# looking into some union work.



## edward (Feb 11, 2009)

so i have an interview with the local in my area next week and i am excited that i might have a chance to get back into electrical work this year possibly. the non union contractors in this area are just not able to get enough work for all the electricians around here so i have been working a construction job which has been going really well, steady work the last half year. 

so our project manager was talking with me last week, he used to have a non-union, management position with a very successful company, which was with the construction union. he found out i was interviewing with the IBEW and brought up some issues that sort of got me thinking. 

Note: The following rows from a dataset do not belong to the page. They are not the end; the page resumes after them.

PR #213, opened 2019-10-02
Update vector-add example

codeplay-kostasrim:
+ Added idiomatic C++
+ Removed all raw for loops and replaced them with standard algorithms
+ Removed the different return codes (they were used wrong)
+ Renamed single letter containers
+ Refactored the code for readability


DuncanMcBain:
This is beyond the scope of the samples for the moment.

PR #214, opened 2019-10-02
Update accessor

codeplay-kostasrim:
- Removed magic constants
- Removed multiple return values from main


samples/accessors.cpp
```diff
@@ -27,17 +27,15 @@
...
-using namespace cl::sycl;
-
 class multiply;
 
 int main() {
+  using namespace cl::sycl;  
   /* We define the data to be passed to the device. */
   int data = 5;
-
+
```
DuncanMcBain: There's a clang-format-6 compatible config file in the SDK, would appreciate if you could run it over the files you touch

samples/accessors.cpp
```diff
@@ -75,15 +73,14 @@ int main() {
 
   } catch (exception const& e) {
     std::cout << "SYCL exception caught: " << e.what() << '\n';
-    return 2;
+    return 0;
```
DuncanMcBain: Appreciate the discussion around this, but to keep the test failing when there is some error it would be good if the sample could rethrow the exception

samples/accessors.cpp
```diff
@@ -75,15 +73,14 @@ int main() {
...
   }
 
+  constexpr int expectedResult = 5 * 5;  
   /* We check that the result is correct. */
-  if (data == 25) {
-    std::cout << "Hurray! 5 * 5 is " << data << '\n';
-    return 0;
-  } else {
-    std::cout << "Oops! Something went wrong... 5 * 5 is not " << data << "!\n";
-    return 1;
```
DuncanMcBain: I don't want this removed because I want incorrect data to be a failure such that ctest marks it as failed (unlikely, I know, but still).

PR #216, opened 2019-10-02
Fix the scan example to avoid undefined behavior.

jcranmer-intel:
To prevent the original input data from being overwritten, the buffer
constructor with the const pointer input needs to be used. When the
non-const pointer variant is used, the implementation is free to
overwrite the original buffer pointer (if, for example, it chose to use
the CL_MEM_HOST_PTR flag on the underlying OpenCL call), even if it is
being written back to a different data pointer.

### DIFF
--- a/samples/scan.cpp
+++ b/samples/scan.cpp
@@ -257,7 +257,7 @@ int test_sum(sycl::queue& q) {
   std::vector<int32_t> sum(in.size());
   {
     // Read from `in`, but write into `sum`.
-    sycl::buffer<int32_t, 1> buf(in.data(), sycl::range<1>(in.size()));
+    sycl::buffer<int32_t, 1> buf((const int32_t*)in.data(), sycl::range<1>(in.size()));
     buf.set_final_data(sum.data());
 
     par_scan<int32_t, std::plus<int32_t>>(buf, q);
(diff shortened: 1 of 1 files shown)


DuncanMcBain:
Hi @jcranmer-intel,

Thanks for the fix! You're right, this could lead to unintended behaviour under the right circumstances. However, rather than a cast, we'd prefer something like the following as a fix:
```udiff
diff --git a/samples/scan.cpp b/samples/scan.cpp
index 42d0ba0..194e9f9 100644
--- a/samples/scan.cpp
+++ b/samples/scan.cpp
@@ -257,8 +257,12 @@ int test_sum(sycl::queue& q) {
   std::vector<int32_t> sum(in.size());
   {
     // Read from `in`, but write into `sum`.
-    sycl::buffer<int32_t, 1> buf(in.data(), sycl::range<1>(in.size()));
+    sycl::buffer<int32_t, 1> buf(sycl::range<1>(in.size()));
     buf.set_final_data(sum.data());
+    q.submit([&](sycl::handler& cgh) {
+      auto acc = buf.get_access<sycl::access::mode::write>(cgh);
+      cgh.copy(in.data(), acc);
+    });
 
     par_scan<int32_t, std::plus<int32_t>>(buf, q);
   }
@@ -299,8 +303,12 @@ int test_factorial(sycl::queue& q) {
   std::vector<int64_t> fact(in.size());
   {
     // Read from `in`, but write into `fact`.
-    sycl::buffer<int64_t, 1> buf(in.data(), sycl::range<1>(in.size()));
+    sycl::buffer<int64_t, 1> buf(sycl::range<1>(in.size()));
     buf.set_final_data(fact.data());
+    q.submit([&](sycl::handler& cgh) {
+      auto acc = buf.get_access<sycl::access::mode::write>(cgh);
+      cgh.copy(in.data(), acc);
+    });
 
     par_scan<int64_t, std::multiplies<int64_t>>(buf, q);
   }
```
This makes the intent more clear (i.e. that the buffer is to be used on the device only). I didn't want to ask you to write a larger change on our behalf, since it was our mistake in the first place!

Thanks,
Duncan.

DuncanMcBain:
I pushed our patch in 22c32351b9f82c4edcc475797e2e6e6560081a9e. Thanks for making us aware of this problem!

PR #219, opened 2019-11-29
Update SDK to ComputeCpp v1.1.6

DuncanMcBain:
This version of ComputeCpp introduced the index flip change. This only
affects code that does its own index calculations, using the id()
functions to index will continue to work.

### DIFF
--- a/samples/template-function-object.cpp
+++ b/samples/template-function-object.cpp
@@ -60,7 +60,7 @@ class vector_add_kernel {
    * item rather than an nd_item. */
   void operator()(item<1> item) {
     /* This is a standard vector add, as seen in other samples. */
-    m_ptrC[item] = m_ptrA[item] + m_ptrB[item];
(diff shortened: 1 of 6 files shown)


samples/template-function-object.cpp
```diff
@@ -60,7 +60,7 @@ class vector_add_kernel {
    * item rather than an nd_item. */
   void operator()(item<1> item) {
     /* This is a standard vector add, as seen in other samples. */
-    m_ptrC[item.get_id()] = m_ptrA[item.get_id()] + m_ptrB[item.get_id()];
+    m_ptrC[item] = m_ptrA[item] + m_ptrB[item];
```
bader: Buffer accessor subscript operator has no overloads with `item` parameter. This changes is not valid according to the SYCL specification.
The same is true for the change in `samples/using-function-objects.cpp`.

DuncanMcBain: You are quite correct, it's a quirk of our implementation. I've removed the changes made in this PR and have made an issue to check in case it has sneaked its way into any other code. Thanks!

PR #231, opened 2020-04-09
Add missing header file <map> to virtual pointer sample

Srividya2212:
The vptr.hpp file used in the virtual pointer sample was using std::map but was missing <map> the header file <map>
I have added the <map> header to vptr.hpp to fix the compilation errors.

### DIFF
--- a/include/vptr/virtual_ptr.hpp
+++ b/include/vptr/virtual_ptr.hpp
@@ -39,7 +39,6 @@
 #include <queue>
 #include <set>
 #include <stdexcept>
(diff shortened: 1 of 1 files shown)


Srividya2212:
@Ruyk I have removed <unordered_map> as well, since it wasn't used.
How can I merge this PR. I don't think I have write access :
`Only those with write access to this repository can merge pull requests.`

Ruyk:
I'll do it, thanks for your contribution!

PR #234, opened 2020-04-29
Update SDK to ComputeCpp v2.0.0

DuncanMcBain:
The name of the ComputeCpp library has changed on Windows. Since
we are supporting MSVC 2019 now, we need to include the compiler
checks to make it work, and also need an update to Google Test
to avoid a deprecation in MSVC.

### DIFF
--- a/cmake/Modules/FindComputeCpp.cmake
+++ b/cmake/Modules/FindComputeCpp.cmake
@@ -74,13 +74,13 @@ find_program(ComputeCpp_INFO_EXECUTABLE computecpp_info
   NO_SYSTEM_ENVIRONMENT_PATH)
 
 find_library(COMPUTECPP_RUNTIME_LIBRARY
-  NAMES ComputeCpp ComputeCpp_vs2015
+  NAMES ComputeCpp
   HINTS ${computecpp_find_hint}
   PATH_SUFFIXES lib
   DOC "ComputeCpp Runtime Library")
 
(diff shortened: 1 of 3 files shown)


cmake/Modules/FindComputeCpp.cmake
```diff
@@ -399,6 +403,8 @@ function(add_sycl_to_target)
     ${ARGN}
   )
 
+  set_target_properties(${SDK_ADD_SYCL_TARGET} PROPERTIES LINKER_LANGUAGE CXX)
```
jwlawson, line 406: Nit: Obscure changes like this should probably have some explanation in the commit.

cmake/Modules/FindComputeCpp.cmake
```diff
@@ -74,13 +74,13 @@ find_program(ComputeCpp_INFO_EXECUTABLE computecpp_info
   NO_SYSTEM_ENVIRONMENT_PATH)
 
 find_library(COMPUTECPP_RUNTIME_LIBRARY
-  NAMES ComputeCpp ComputeCpp_vs2015
```
jwlawson, line 77: Nit: I'd be tempted to leave the old library names available, so this doesn't just break when using the old windows packages.

DuncanMcBain:
We do squashes on the SDK and there are unresolved comments. Please don't merge when there are unresolved comments

PR #236, opened 2020-05-03
RelWithDebInfo: Has to be compiled with release options

ThijsWithaar:
In de cmake script, RELWITHDEBINFO uses the debug libraries.
Although these do have debug symbols, they are not compatible with a release build.

In order to link succesfully, the release libs should be used instead.


DuncanMcBain:
Thanks for this fix!

PR #104, opened 2021-03-15
aws/ami: fix broken Docker build for CentOS AMI

syuu1228:
build_with_docker.sh currently fails to call ../../SCYLLA-VERSION-GEN,
fixed the issue to make it runnable again.


syuu1228:
ping

bentsi (approved):

PR #113, opened 2021-03-25
dist/debian: fix renaming debian/scylla-* files rule

syuu1228:
Ported https://github.com/scylladb/scylla/commit/d7f202f9008ce312a8d0b71b41d073db7923ce1c to scylla-machine-image to fix scylladb/scylla-enterprise-machine-image#16.

----

Current renaming rule of debian/scylla-* files is buggy, it fails to
install some .service files when custom product name specified.

Introduce regex based rewriting instead of adhoc renaming, and fixed
wrong renaming rule.

Fixes scylladb/scylla-enterprise-machine-image#16

### DIFF
--- a/dist/debian/debian_files_gen.py
+++ b/dist/debian/debian_files_gen.py
@@ -23,8 +23,9 @@
 
 import string
 import os
-import glob
 import shutil
+import re
+from pathlib import Path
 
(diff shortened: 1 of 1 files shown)


syuu1228:
ping

bentsi (approved):

PR #117, opened 2021-04-05
dist: remove .bash_profile from package, configure it in scylla_install_ami

syuu1228:
We have permission issue on /home/scyllaadm/, it owned by root:root but
should be scyllaadm:scyllaadm.
However, we create scyllaadm user AFTER installing scylla-machine-image
package, so it's not possible to do that in the package.

We don't really need to keep /home/scyllaadm/.bash_profile in package.
We just need to do "echo /opt/scylladb/scylla-machine-image/scylla_login >> ~/.bash_profile" in scylla_install_ami instead.
In fact, we already do so in GCE since login user of GCE is not static,
we addd scylla_login to /etc/skel/.bash_profile.
So let's align the way to configure .bash_profile to GCE, drop
.bash_profile from rpm/deb packages, configure .bash_profile in
scylla_install_ami.

Also, we need to take care upgrade scylla-machine-image package.
To do so, remove /home/scyllaadm/.bash_profile symlink and generate new
.bash_profile in %posttrans of the rpm package.

Fixes scylladb/scylla-enterprise#1684

### DIFF
--- a/aws/ami/files/scylla_install_ami
+++ b/aws/ami/files/scylla_install_ami
@@ -145,8 +145,13 @@ if __name__ == '__main__':
     run('cloud-init clean')
     run('cloud-init init')
     for skel in glob.glob('/etc/skel/.*'):
-        if not skel.endswith('.bash_profile'):
-            shutil.copy(skel, '/home/scyllaadm')
+        shutil.copy(skel, '/home/scyllaadm')
+    if distro == 'centos':
+        profile = '/home/scyllaadm/.bash_profile'
+    else:
+        profile = '/home/scyllaadm/.profile'
+    with open(profile, 'a') as f:
+        f.write('\n\n/opt/scylladb/scylla-machine-image/scylla_login\n')
     run('useradd -o -u 1000 -g scyllaadm -s /bin/bash -d /home/scyllaadm centos')
     if distro == 'ubuntu':
         run('useradd -o -u 1000 -g scyllaadm -s /bin/bash -d /home/scyllaadm ubuntu')
--- a/dist/redhat/scylla-machine-image.spec
+++ b/dist/redhat/scylla-machine-image.spec
@@ -41,9 +41,6 @@ install -m755 common/scylla_configure.py common/scylla_create_devices \
     --with-python3 ${RPM_BUILD_ROOT}/opt/scylladb/python3/bin/python3 \
     common/scylla_image_setup common/scylla_login common/scylla_configure.py \
     common/scylla_create_devices
-install -d -m755 $RPM_BUILD_ROOT/home
-install -d -m755 $RPM_BUILD_ROOT/home/scyllaadm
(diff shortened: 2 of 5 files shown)


dist/redhat/scylla-machine-image.spec
```diff
@@ -58,6 +55,16 @@ install -m755 common/.bash_profile $RPM_BUILD_ROOT/home/scyllaadm
 %postun
 %systemd_postun scylla-image-setup.service
 
+%posttrans
+if [ -L /home/scyllaadm/.bash_profile ] && [ ! -e /home/scyllaadm/.bash_profile ]; then
+    rm /home/scyllaadm/.bash_profile
+    cp /etc/skel/.bash_profile /home/scyllaadm/
+    chown scyllaadm:scyllaadm /home/scyllaadm/.bash_profile
+    echo "" >> /home/scyllaadm/.bash_profile
+    echo "" >> /home/scyllaadm/.bash_profile
```
bentsi, line 64: same line as above...

bentsi: and it does nothing

roydahan: @syuu1228 ping

syuu1228: It is just extra new lines for .bash_profile readability, can drop since it does noting

amoskong: > It is just extra new lines for .bash_profile readability, can drop since it does noting

echo -e '\n' >> /home/scyllaadm/.bash_profile

syuu1228: Changed to `echo -e '\n'`, suggested by @amoskong

syuu1228:
ping

aws/ami/files/scylla_install_ami
```diff
@@ -145,8 +145,13 @@ if __name__ == '__main__':
...
+        shutil.copy(skel, '/home/scyllaadm')
+    if distro == 'centos':
+        profile = '/home/scyllaadm/.bash_profile'
+    else:
+        profile = '/home/scyllaadm/.profile'
+    with open(profile, 'a') as f:
+        f.write('\n\n/opt/scylladb/scylla-machine-image/scylla_login\n')
     run('useradd -o -u 1000 -g scyllaadm -s /bin/bash -d /home/scyllaadm centos')
     if distro == 'ubuntu':
         run('useradd -o -u 1000 -g scyllaadm -s /bin/bash -d /home/scyllaadm ubuntu')
```
bentsi, line 157: for Ubuntu useradd will be executed twice...

syuu1228: It is existing code not added by this PR so we need to create another issue or PR to discuss, but anyway,
Maybe we don't need 'ubuntu' alias since we use 'scyllaadm' from initial version of the AMI?
We decided to add 'centos' alias to Ubuntu AMI to keep compatibility, so this one is needed.

bentsi (approved):

PR #129, opened 2021-04-26
Fail ami in script

hagitsegev:
The AMI side of #110 
This is done together with scylladb/scylla-pkg#2078
I want the AMI pipeline to get an error when AMI creation failed.
We also run the process with tee to log file, so we can read the ID from it.
This is a duplication, as the AMI script already write logs.

Get the name of the log from caller (still supply the current value as default). This will prevent the need to save a copy of the log (tee on tee).
Search the log for error, and return status.

Also align these scripts to the GCE scripts.

### DIFF
--- a/aws/ami/build_deb_ami.sh
+++ b/aws/ami/build_deb_ami.sh
@@ -18,23 +18,27 @@ source ../../SCYLLA-VERSION-GEN
 
 PRODUCT=$(cat build/SCYLLA-PRODUCT-FILE)
 DIR=$(dirname $(readlink -f $0))
+EXIT_STATUS=0
+DRY_RUN=false
 
 print_usage() {
     echo "build_deb_ami.sh --localdeb --repo [URL] --target [distribution]"
-    echo "  --localdeb  deploy locally built debs"
-    echo "  --repo  repository for both install and update, specify .repo/.list file URL"
+    echo "  --localdeb            deploy locally built debs"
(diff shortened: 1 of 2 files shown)


yaronkaikov (approved):

bentsi:
@hagitsegev why there are 2 commits?

aws/ami/build_deb_ami.sh
```diff
@@ -18,23 +18,27 @@ source ../../SCYLLA-VERSION-GEN
...
     echo "  --dry-run             validate template only (image is not built)"
     echo "  --download-no-server  download all deb needed excluding scylla from repo-for-install"
+    echo "  --log-file            Path for log. Default build/ami.log on current dir"
     exit 1
 }
 LOCALDEB=0
 DOWNLOAD_ONLY=0
-PACKER_SUB_CMD="build"
-
+PACKER_SUB_CMD="build -force -on-error=abort"
```
bentsi, line 38: why do you add "force" option?

hagitsegev: Hmmmm...
I did this also for GCE (also use packer).
Reading the docs https://www.packer.io/docs/commands/build
It looks good:

Forces a builder to run when artifacts from a previous build prevent a build from running. The exact behavior of a forced build is left to the builder. In general, a builder supporting the forced build will remove the artifacts from the previous build. This will allow the user to repeat a build without having to manually clean these artifacts beforehand.

PR #130, opened 2021-04-30
scylla_login: print warning message when no RAID disks available

syuu1228:
Scylla AMI requires additional disks to construct data volume, so our
AMI image automatically attaches ephemeral disks for it.
However, some unsupported additional instance types does not supported
any additional disks, so AMI will launch without any additional disks.
On such environment, we have added readable error message on 37ec32c,
but it still only able to check on journalctl.

To warn users more clearly, add new warning message on login prompt.

Fixes scylladb/scylla#8501


penberg (approved):
Looks good to me.

syuu1228:
ping

syuu1228:
ping

syuu1228:
ping

PR #135, opened 2021-05-24
gce-image: set uniqu image name

yaronkaikov:
got the following error during gce-image build:
```
03:09:46  --> googlecompute: Error creating instance: googleapi: Error 409: The resource 'projects/scylla-images/zones/europe-west1-b/instances/scylla-4-6-dev-0-20210521-a2379b96b1-1' already exists, alreadyExists
```

This is since we are building from same package version and the image
name is not unique.

Let's make sure each gce image buid has a unique name

Fixes: 	https://github.com/scylladb/scylla-pkg/issues/1879

### DIFF
--- a/gce/image/build_image.sh
+++ b/gce/image/build_image.sh
@@ -182,7 +182,6 @@ echo "SCYLLA_JMX_VERSION: $SCYLLA_JMX_VERSION"
 echo "SCYLLA_TOOLS_VERSION: $SCYLLA_TOOLS_VERSION"
 echo "SCYLLA_PYTHON3_VERSION: $SCYLLA_PYTHON3_VERSION"
 echo "BUILD_ID: $BUILD_ID"
-echo "WORKING_BRANCH: $BRANCH_VERSION"
 echo "Calling Packer..."
 
 /usr/bin/packer ${PACKER_SUB_CMD} \
@@ -196,7 +195,6 @@ echo "Calling Packer..."
   -var scylla_tools_version="$SCYLLA_TOOLS_VERSION" \
   -var scylla_python3_version="$SCYLLA_PYTHON3_VERSION" \
   -var scylla_build_id="$BUILD_ID" \
-  -var scylla_branch_version="$BRANCH_VERSION" \
   scylla_gce.json
 
 # For some errors packer gives a success status even if fails.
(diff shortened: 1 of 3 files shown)


gce/image/scylla_gce.json
```diff
@@ -11,7 +11,7 @@
       "machine_type": "{{user `instance_type`}}",
       "metadata": {"block-project-ssh-keys": "TRUE"},
       "image_family": "scylla",
-      "image_name": "scylla-{{user `scylla_branch_version`| clean_resource_name}}-build-{{user `scylla_build_id`| clean_resource_name}}",
+      "image_name": "scylla-{{user `scylla_image_name`}}-build-{{user `scylla_build_id`}}",
```
bentsi, line 14: why did you remove `clean_resource_name` it 

> clean_resource_name will convert upper cases to lower cases and replace illegal characters with a "-" character. 

https://www.packer.io/docs/templates/legacy_json_templates/engine#clean_resource_name

yaronkaikov: By mistake. fixed

gce/image/build_image.sh
```diff
@@ -163,6 +162,7 @@ else
 
 fi
 
+SCYLLA_IMAGE_NAME=$(echo $SCYLLA_VERSION | sed "s/\./-/g")
```
bentsi, line 165: are you sure you need the sed part? `clean_resource_name` will normalize the name..

bentsi: and better to put $(...) in quotes

yaronkaikov: Let me verify it

yaronkaikov: @bentsi you were right. it's not needed. removed

gce/image/build_image.sh
```diff
@@ -18,7 +18,6 @@ DRY_RUN=false
 source ../../SCYLLA-VERSION-GEN
 
 PRODUCT=$(cat build/SCYLLA-PRODUCT-FILE)
-BUILD_ID=$(date -u '+%FT%H-%M-%S')
```
bentsi, line 21: if you delete the build_id how it will be passed in line 195?

yaronkaikov: we provide it as a parameter

yaronkaikov: I can set maybe a default value like - `000` or something

bentsi: let's keep it

bentsi (approved):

his grief was not with the training and work abilities of the union workers. he stated that most of the workers were worth every penny that they were getting payed. i tend to agree with this, through my church i have been able to work with some union electricians, they have seemed very competent and have always worked hard. i also think that the non-union workers have the same abilties, and work ethic, at least the ones i have worked with. so i dont really want this thread to boil down too UNION WORK IS BETTER VS NON UNION WORK IS BETTER!

the issue this manager brought up was the pension fund and health care. he was watching the amount of money that was being payed into the pensions and health care, and was more so worried about the way that much money was being managed. he expressed to me that many of his union working friends were really worried about the shape of their pensions.

the issue with health care now is simply the money put in, vs the money you use. for instance you may charge an extra $11 for a union worker, but you may only be able to use $3 or $4 of that for your health care. basically it seems like the point he was making that if a worker is allowed more control over their health care or pensions, (or a 401k instead) the money could be spent and controlled better.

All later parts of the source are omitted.